I want to explain how to read in two csv and combine them the Tidy way.
We first must find raw data. For this example I was able to find two datasets. One is ticket prices for each NFL team, and the other is the popularity for each NFL team.
nfl_ticket_prices_df<- read_csv("https://raw.githubusercontent.com/fivethirtyeight/data/master/nfl-ticket-prices/national-average.csv")
## Rows: 32 Columns: 2
## -- Column specification --------------------------------------------------------
## Delimiter: ","
## chr (1): Genre
## dbl (1): Avg TP, $
##
## i Use `spec()` to retrieve the full column specification for this data.
## i Specify the column types or set `show_col_types = FALSE` to quiet this message.
nfl_popular_teams_df <- read_csv("https://raw.githubusercontent.com/fivethirtyeight/data/master/nfl-fandom/NFL_fandom_data-surveymonkey.csv")
## New names:
## * `` -> ...1
## * `` -> ...2
## * `` -> ...4
## * `` -> ...5
## * `` -> ...6
## * ...
## Rows: 34 Columns: 25
## -- Column specification --------------------------------------------------------
## Delimiter: ","
## chr (25): ...1, ...2, Democrat, ...4, ...5, ...6, ...7, ...8, Independent, ....
##
## i Use `spec()` to retrieve the full column specification for this data.
## i Specify the column types or set `show_col_types = FALSE` to quiet this message.
Okay so now that we have uploaded the two datasets we must examine them.

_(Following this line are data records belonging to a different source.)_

PR #3905, opened 2024-11-25
build: Update `FindFilesystem.cmake`

### LINKED ISSUE #3900: Compile acts/master on my mac
I have tried to compile on my mac the latest acts master branch.

It turned out that it was not able to compile due to the find_package(FileSystem REQUIRED)

. What i did has been to change in CMakeLists.txt, adding filesystem from boost 

```
            COMPONENTS program_options unit_test_framework filesystem

        find_package(Boost ${_acts_boost_version} REQUIRED COMPONENTS filesystem)
```

and fully comment out the 
```
# find_package(Filesystem REQUIRED)

```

We want to combine the datasets by their team name.
To do this we must first cutoff the word Tickets from the ticket price dataframe.
nfl_ticket_prices_df$Genre<- str_replace_all(nfl_ticket_prices_df$Genre, ".Tickets", "")

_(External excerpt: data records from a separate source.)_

PR #3915, opened 2024-11-27
test: Use true start params for fitters in Examples Physmon

andiwand:
In order to factor out the effects of inaccurate starting parameters and potential navigation issues I propose to disable the start parameters smearing for the fitters in physmon. I also made the sigmas explicit.

### DIFF
--- a/CI/physmon/workflows/physmon_trackfinding_1muon.py
+++ b/CI/physmon/workflows/physmon_trackfinding_1muon.py
@@ -91,19 +91,6 @@ def run_ckf_tracking(label, seeding):
             s,
             setup.trackingGeometry,
             setup.field,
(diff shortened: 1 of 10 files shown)


paulgessinger:
Wouldn't this have consequences on the kind of pulls that we can see in the refitting? Or is this sufficiently covered by inflated uncertainties of the initial parameters?

andiwand:
> Wouldn't this have consequences on the kind of pulls that we can see in the refitting? Or is this sufficiently covered by inflated uncertainties of the initial parameters?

Then we must change the columnnames.
colnames(nfl_ticket_prices_df) <- c("team", "ticket_price")
keep_columns<- c(1, 2, 8, 14, 20, 21, 22, 23)
nfl_popular_teams_df<- nfl_popular_teams_df[keep_columns]
colnames(nfl_popular_teams_df) <- c("team", "total_respondents", "total_democrat", "total_independent", "total_republican", "republican_percentage", "democrat_percentage", "independent_percentage")
nfl_popular_teams_df <- nfl_popular_teams_df[-c(1, 34),]
Now we can combine the two dataframes
nfl_team_stats <- merge(nfl_popular_teams_df, nfl_ticket_prices_df, by = 'team')
That is how we can read in multiple csv’s and combine them based on a shared column.